▶ REQUIRED WORK
Every line from the beginning of the records below up to the one holding "PR #1337, opened 2017-09-22" should be quoted exactly; leave out the rest.
** Opening INPUT FOR THIS TASK block **
PR #1332, opened 2017-09-21
Fixes for latest react-native / metro-bundler

tqc:
The react native packager does not support dynamic require calls (facebook/react-native#6391, facebook/metro-bundler#52). Previous versions would only fail if the dynamic require was actually called, but the latest version detects the invalid syntax during build.

This update adds a replacement entry point for react-native that does not include the node-specific code.

### DIFF
--- a/lib/react-native.js
+++ b/lib/react-native.js
@@ -18,36 +18,12 @@
 
 'use strict';
 
-// Prevent React Native packager from seeing modules required with this
-function nodeRequire(module) {
-    return require(module);
-}
-
-/* global fetch */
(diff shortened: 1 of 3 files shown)


bmunkholm:
Hey @tqx!
Welcome and thanks a lot for the contribution!!!
I assume you already signed the CLA from CONTRIBUTING.md?

ashwinphatak:
Fixed in https://github.com/realm/realm-js/commit/e1b70c2f573e51dfbd6b8b42e3c8d8851744bb6c

blagoev:
closing this one since there is a fix for it. We could revisit how this is done in the future

PR #1337, opened 2017-09-22
The sync config object gets a new property called ssl_verify_callback.

morten-krogh:
The callback is used to let JS code decide whether the server's SSL
certificate should be accepted or rejected. The ssl_verify_callback
function is only applicable for platforms using OpenSSL.

This callback makes it possible to use SSL with arbitrary servers. 
It does not address the reason that some certificates were rejected by OpenSSL.
The callback can be used in those circumstances.

The callback has been tested manually. 
There are no automatic tests, since there does not seem to be any SSL tests in the repo
at the moment. Maybe this can be addressed later.

## What, How & Why?

Reference to the issue(s) addressed by this PR: #https://github.com/realm/realm-sync/issues/1601

## ☑️ ToDos

* [x] 📝 Changelog entry
* [ ] 🚦 Tests

* [x] jsdoc files updated

### DIFF
--- a/CHANGELOG.md
+++ b/CHANGELOG.md
@@ -1,3 +1,11 @@
+NEXT RELEASE
+=============================================================
+
+### Enhancements
+* Add a callback function used to verify SSL certificates in
+  the sync config.
+
+
 2.0.0-rc10 Release notes (2017-9-19)
 =============================================================
 ### Breaking changes
--- a/CHANGELOG.md
+++ b/CHANGELOG.md
@@ -2,8 +2,7 @@ NEXT RELEASE
 =============================================================
 
 ### Enhancements
-* Add a callback function used to verify SSL certificates in
-  the sync config.
+* Add a callback function used to verify SSL certificates in the sync config.
 
 
 2.0.0-rc10 Release notes (2017-9-19)
--- a/docs/realm.js
+++ b/docs/realm.js
@@ -311,7 +311,9 @@ Realm.defaultPath;
  *        The return value of open_ssl_verify_callback decides whether the certificate is accepted (true)
  *        or rejected (false). The open_ssl_verify_callback function is only respected on platforms where
  *        OpenSSL is used for the sync client, e.g. Linux. The open_ssl_verify_callback function is not
- *        allowed to throw exceptions.
+ *        allowed to throw exceptions. If the operations needed to verify the certificate lead to an exception,
+ *        the exception must be caught explicitly before returning. The return value would typically be false
+ *        in case of an exception.
  *
  *        When the sync client has received the server's certificate chain, it presents every certificate in
  *        the chain to the open_ssl_verify_callback function. The depth argument specifies the position of the
--- a/docs/realm.js
+++ b/docs/realm.js
@@ -292,41 +292,43 @@ Realm.defaultPath;
  *   child properties:
  *   - `user` - A `User` object obtained by calling `Realm.Sync.User.login`
  *   - `url` - A `string` which contains a valid Realm Sync url
- *   - `error` - A callback function which is called in error situations
+ *   - `error` - A callback function which is called in error situations.
+ *        The `error` callback can take up to four optional arguments: `message`, `isFatal`,
+ *        `category`, and `code`.
  *   - `validate_ssl` - Indicating if SSL certificates must be validated
  *   - `ssl_trust_certificate_path` - A path where to find trusted SSL certificates
- *   - `ssl_verify_callback` - A callback function used to accept or reject the server's
- *      SSL certificate. ssl_verify_callback is called with an object of type
- *      {
- *        serverAddress: String
- *        serverPort: Number
- *        pemCertificate: String
- *        preverifyOk: Number
- *        depth: Number
- *      }
+ *   - `open_ssl_verify_callback` - A callback function used to accept or reject the server's
+ *        SSL certificate. open_ssl_verify_callback is called with an object of type
+ *        <code>
+ *          {
+ *            serverAddress: String,
+ *            serverPort: Number,
+ *            pemCertificate: String,
+ *            acceptedByOpenSSL: Boolean,
+ *            depth: Number
+ *          }
+ *        </code>
+ *        The return value of open_ssl_verify_callback decides whether the certificate is accepted (true)
+ *        or rejected (false). The open_ssl_verify_callback function is only respected on platforms where
+ *        OpenSSL is used for the sync client, e.g. Linux. The open_ssl_verify_callback function is not
+ *        allowed to throw exceptions.
  *
- *      The return value of ssl_verify_callback decides whether the certificate is accepted (true)
- *      or rejected (false). The ssl_verify_callback function is only respected on platforms where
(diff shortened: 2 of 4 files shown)


docs/realm.js
```diff
@@ -288,13 +288,44 @@ Realm.defaultPath;
...
+ *        depth: Number
+ *      }
+ *
+ *      The return value of ssl_verify_callback decides whether the certificate is accepted (true)
+ *      or rejected (false). The ssl_verify_callback function is only respected on platforms where
+ *      OpenSSL is used for the sync client, e.g. Linux.
+ *
+ *      When the sync client has received the server's certificate chain, it presents every certificate in
+ *      the chain to the ssl_verify_callback function. The depth argument specifies the position of the
+ *      certificate in the chain. depth = 0 represents the actual server certificate and the root
```
kneth: "and the" -> "The"???

docs/realm.js
```diff
@@ -288,13 +288,44 @@ Realm.defaultPath;
...
+ *
+ *      preverifyOk is 1 if OpenSSL has accepted the certificate, and
+ *      0 if OpenSSL has rejected it. It is generally safe to return true when preverifyOk is 1. If
+ *      preverifyOk is 0, an independent verification should be made.
+ *
+ *      One possible way of using the ssl_verify_callback function is to embed the known server certificate
+ *      in the client and accept the presented certificate if and only if it is equal to the known
+ *      certificate.
+ *
+ *      The purpose of ssl_verify_callback is to enable custom certificate pinning and to solve cases where
```
kneth: Maybe a link to a general description of certificate pinning could help the reader.

src/js_sync.hpp
```diff
@@ -240,6 +242,98 @@ class SyncSessionErrorHandlerFunctor {
...
+        typename T::Object ssl_certificate_object = Object<T>::create_empty(ctx);
+        Object<T>::set_property(ctx, ssl_certificate_object, "serverAddress", Value<T>::from_string(ctx, server_address));
+        Object<T>::set_property(ctx, ssl_certificate_object, "serverPort", Value<T>::from_number(ctx, double(server_port)));
+        Object<T>::set_property(ctx, ssl_certificate_object, "pemCertificate", Value<T>::from_string(ctx, pem_certificate));
+        Object<T>::set_property(ctx, ssl_certificate_object, "preverifyOk", Value<T>::from_number(ctx, double(preverify_ok)));
+        Object<T>::set_property(ctx, ssl_certificate_object, "depth", Value<T>::from_number(ctx, double(depth)));
+
+        const int argc = 1;
+        typename T::Value arguments[argc] = { ssl_certificate_object };
+        typename T::Value ret_val = Function<T>::callback(ctx, this_object->m_func, typename T::Object(), 1, arguments);
```
kneth: What if the callback function throws a JS exception?

docs/realm.js
```diff
@@ -288,13 +288,44 @@ Realm.defaultPath;
...
  *   - `error` - A callback function which is called in error situations
  *   - `validate_ssl` - Indicating if SSL certificates must be validated
  *   - `ssl_trust_certificate_path` - A path where to find trusted SSL certificates
+ *   - `ssl_verify_callback` - A callback function used to accept or reject the server's
+ *      SSL certificate. ssl_verify_callback is called with an object of type
+ *      {
+ *        serverAddress: String
+ *        serverPort: Number
+ *        pemCertificate: String
+ *        preverifyOk: Number
```
blagoev: why not boolean value instead of Number. by the comments below seems like a boolean will suffice

blagoev: for the preverifyOk

docs/realm.js
```diff
@@ -288,13 +288,44 @@ Realm.defaultPath;
...
  *   changing the `schema`.
- * @property {Object} [sync] - Sync configuration parameters with the following 
+ * @property {Object} [sync] - Sync configuration parameters with the following
  *   child properties:
  *   - `user` - A `User` object obtained by calling `Realm.Sync.User.login`
  *   - `url` - A `string` which contains a valid Realm Sync url
  *   - `error` - A callback function which is called in error situations
  *   - `validate_ssl` - Indicating if SSL certificates must be validated
  *   - `ssl_trust_certificate_path` - A path where to find trusted SSL certificates
+ *   - `ssl_verify_callback` - A callback function used to accept or reject the server's
```
blagoev: why not call this open_ssl_verify_callback if this is respected only for open_ssl systems.

docs/realm.js
blagoev: also why not change this name to openSSLAccepted, acceptedbyOpenSSL,or something like mustVerify

morten-krogh: Yes, I was very close to making it a boolean. I just kept the OpenSSL API.  
I agree it is better with a boolean. 
I have changed it to boolean and called it acceptedByOpenSSL.

CHANGELOG.md
```diff
@@ -1,3 +1,11 @@
+NEXT RELEASE
+=============================================================
+
+### Enhancements
+* Add a callback function used to verify SSL certificates in
```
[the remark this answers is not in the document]
morten-krogh: Done

docs/realm.js
morten-krogh: Changed.

docs/realm.js
morten-krogh: I changed "pinning" to "handling". 

I think, it would be somewhat out of place to link to some random page about certificate pinning. 

I just want to convey the message that this callback can be used to handle every type of
custom situation.

Feel free to come with suggestions if this is not good enough.

src/js_sync.hpp
morten-krogh: I think it is reasonable to require that the callback doesn't throw. 
The user can always catch exceptions and return false.

I will add the requirement of no except in the description.

morten-krogh: What about the error handler? I guess it is not allowed to throw either.

docs/realm.js
morten-krogh: Good idea. I will do that.

The idea was that it might be implemented for other crypto libraries in the future, but
that is probably not going to happen soon. I will rename it.

docs/realm.js
```diff
@@ -288,13 +288,44 @@ Realm.defaultPath;
...
+ *      SSL certificate. ssl_verify_callback is called with an object of type
```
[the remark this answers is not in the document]
morten-krogh: Thanks. I hadn't checked.

I checked it and reformatted a bit. 

Take a look.

morten-krogh:
@blagoev @kneth 
I have solved or replied to all your review comments.
Please review again.

src/js_sync.hpp
kneth: I agree: error handlers shouldn't throw.

My concern with your callback is that an I/O operation might fail. But if you add something to the doc about catching exceptions and return false, my concern isn't valid :smile:.

morten-krogh: I will add a discussion about exceptions.

blagoev:
@morten-krogh seems all good

blagoev:
@morten-krogh I will delete the remote branch.

PR #1345, opened 2017-09-25
Add support for lists of things other than objects

### LINKED ISSUE #1229: Add support for Arrays of primitives
## Description

Related to realm/product#59

## TODO

* [ ] Update to new object store (waiting for https://github.com/realm/realm-object-store/pull/512)
* [ ] Add changelog entry
* [ ] Schema: translate JS schema to object store
* [ ] Creating objects
* [ ] Tests

tgoyne:
Still needs docs and such, but the code/tests are ready for review. The commits should probably be reviewed independently; all of the ones before the actual AoP commit are mostly unrelated things that caused problems for me when trying to debug failing tests.

Fixes #1229.

-----------------------------------
Todo:
- [ ] Documentation
- [ ] Changelog
- [ ] Typescript definitions

### DIFF
--- a/src/js_schema.hpp
+++ b/src/js_schema.hpp
@@ -23,6 +23,8 @@
 #include "js_types.hpp"
 #include "schema.hpp"
 
+#include "util/format.hpp"
+
 namespace realm {
 namespace js {
 
@@ -41,7 +43,7 @@ struct Schema {
     using ConstructorMap = std::map<std::string, Protected<FunctionType>>;
 
     static ObjectType dict_for_property_array(ContextType, const ObjectSchema &, ObjectType);
-    static Property parse_property(ContextType, ValueType, std::string, ObjectDefaults &);
+    static Property parse_property(ContextType, ValueType, StringData, std::string, ObjectDefaults &);
     static ObjectSchema parse_object_schema(ContextType, ObjectType, ObjectDefaultsMap &, ConstructorMap &);
     static realm::Schema parse_schema(ContextType, ObjectType, ObjectDefaultsMap &, ConstructorMap &);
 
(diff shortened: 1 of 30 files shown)


tgoyne:
React native assertion failures are just because the RPC worker needs to be updated.

blagoev:
@bmunkholm I will review now, but without the RPC worker it means RN app can't be debugged

tests/ios/RealmJSCoreTests.m
```diff
@@ -48,6 +48,8 @@ + (XCTestSuite *)defaultTestSuite {
         context[@"Promise"] = promiseModule[@"Promise"];
     }
 
+    context[@"global"] = [JSValue valueWithNewObjectInContext:context];
```
blagoev: Wonder why do we need this. I am afraid it might hurt us if 'global' should not be present in that context.

src/js_schema.hpp
```diff
@@ -68,89 +70,92 @@ typename T::Object Schema<T>::dict_for_property_array(ContextType ctx, const Obj
...
-        prop.type = PropertyType::Data | is_optional;
+        prop.type |= PropertyType::Data;
     }
     else if (type == "list") {
-        if (!Value::is_valid(property_object)) {
-            throw std::runtime_error("List property must specify 'objectType'");
-        }
-        prop.type = PropertyType::Object | PropertyType::Array;
-        prop.object_type = Object::validated_get_string(ctx, property_object, object_type_string);
+        prop.type |= PropertyType::Object | PropertyType::Array;
```
kneth: Anything that prevent `list[]?`

src/jsc/jsc_class.hpp
```diff
@@ -300,20 +300,43 @@ inline void ObjectWrap<ClassType>::get_property_names(JSContextRef ctx, JSObject
...
 }
 
+static inline bool try_get_int(JSStringRef property, int64_t& value) {
+    value = 0;
+    auto str = JSStringGetCharactersPtr(property);
+    auto end = str + JSStringGetLength(property);
+    while (str != end && iswspace(*str)) {
+        ++str;
+    }
+    bool negative = false;
```
kneth: You could use `int sign = 1`, assign `-1` below and avoid branch in line 322 (line 323: `value *= sign`).

tests/js/asserts.js
```diff
@@ -19,75 +19,122 @@
...
-                message = 'Array contents not equal at index ' + i + ' (' + val1[i] + ' != ' + val2[i] + ')';
+        let compare;
+        if (val1.type === "data") {
+            compare = (i, a, b) => a === b || this.assertArraysEqual(new Uint8Array(a), b, `Data elements at index ${i}`, 1) || true;
+        }
+        else if (val1.type === "date") {
+            compare = (i, a, b) => (a && a.getTime()) === (b && b.getTime());
+        }
+        else if (val1.type === "float" || val1.type === "double") {
+            compare = (i, a, b) => a >= b - 0.000001 && a <= b + 0.000001;
```
kneth: If a and b are much larger than 1, this is equivalent to `a == b`. But it's fine as none of our tests use large value.

tests/ios/RealmJSCoreTests.m
tgoyne: The tests expect to be able to pass state between modules by assigning to properties of a variable named `global`, and that doesn't actually exist in RN (but does in everything else we run tests in).

blagoev: yes my concern is we may introduce bugs where RN (non test) code referring to 'global' might succeed in our tests but can fail elsewhere. Maybe we need to fix our tests instead. But  probably should create an issue for that

tgoyne: That's a valid concern, but I think waiting until after the release to deal with that sounds like the right choice.

src/js_schema.hpp
tgoyne: Fixed in c9a3548.

blagoev:
all is good

Issue #1342, opened 2017-09-25
"require() must have a single string literal argument" (React Native 0.49)


rh389:
It seems the version of `metro-bundler` used for `react-native@0.49-rc.5` chokes during transformation on any instance of `require` called with a variable argument, specifically: https://github.com/realm/realm-js/blob/f8f6661fe21b0abf8c876f1cef0a45ece85d5145/lib/index.js#L23 and https://github.com/realm/realm-js/blob/f8f6661fe21b0abf8c876f1cef0a45ece85d5145/lib/user-methods.js#L25

I haven't found a cross-platform solution, but for anyone looking for a quick fix I've hacked around it for RN only at https://github.com/rh389/realm-js-flat / `yarn add realm@rh389/realm-js-flat` (I've had to flatten git submodules to allow npm/yarn to work directly from github).

## Version of Realm and Tooling

- Realm JS SDK Version: master
- Node or React Native: React native 0.49.0-rc.5
- Client OS & Version: N/A
- Which debugger for React Native: Chrome

rh389:
I've just spotted that this is addressed by https://github.com/realm/realm-js/pull/1332

ashwinphatak:
Fix merged into master.

PR #1346, opened 2017-09-26
Workaround for RN >= 0.49 metro-bundler check for single string liter…

ashwinphatak:
…al argument to require() (#1342)

## What, How & Why?

Reference to the issue(s) addressed by this PR: # ???

## ☑️ ToDos

* [x] 📝 Changelog entry
* [ ] 🚦 Tests

* [ ] jsdoc files updated

### DIFF
--- a/CHANGELOG.md
+++ b/CHANGELOG.md
@@ -8,6 +8,7 @@ X.Y.Z Release notes
 
 ### Bug fixes
 * Fixed port conflict between RN >= 0.48 inspector proxy and RPC server used for Chrome debugging (#1294).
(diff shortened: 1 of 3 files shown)


blagoev:
although this fixes the issue. The #1332 got a point that we should not be fighting the RN but working with it. These workarounds and node requires work but maybe it's worth investigating how we can remove them since they are workarounds still. 

@ashwinphatak  got a good point that #1332 may introduce a breaking change, but isn't it worth investigating how we can have #1332 in and not introducing the breaking change at the same time.

in short this fix just fixes the workaround

PR #1747, opened 2018-04-11
Retry on network errors when refreshing admin tokens

tgoyne:
This just copies the logic used for non-admin token user fetches, which seems to already work fine in practice.

Fixes https://github.com/realm/realm-js-private/issues/433.


bmunkholm:
needs changelog update.

kneth:
@bmunkholm I have updated `CHANGELOG.md`.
** Closing INPUT FOR THIS TASK block **
▶ SOLUTION TO THIS TASK
PR #1332, opened 2017-09-21
Fixes for latest react-native / metro-bundler

tqc:
The react native packager does not support dynamic require calls (facebook/react-native#6391, facebook/metro-bundler#52). Previous versions would only fail if the dynamic require was actually called, but the latest version detects the invalid syntax during build.

This update adds a replacement entry point for react-native that does not include the node-specific code.

### DIFF
--- a/lib/react-native.js
+++ b/lib/react-native.js
@@ -18,36 +18,12 @@
 
 'use strict';
 
-// Prevent React Native packager from seeing modules required with this
-function nodeRequire(module) {
-    return require(module);
-}
-
-/* global fetch */
(diff shortened: 1 of 3 files shown)


bmunkholm:
Hey @tqx!
Welcome and thanks a lot for the contribution!!!
I assume you already signed the CLA from CONTRIBUTING.md?

ashwinphatak:
Fixed in https://github.com/realm/realm-js/commit/e1b70c2f573e51dfbd6b8b42e3c8d8851744bb6c

blagoev:
closing this one since there is a fix for it. We could revisit how this is done in the future

PR #1337, opened 2017-09-22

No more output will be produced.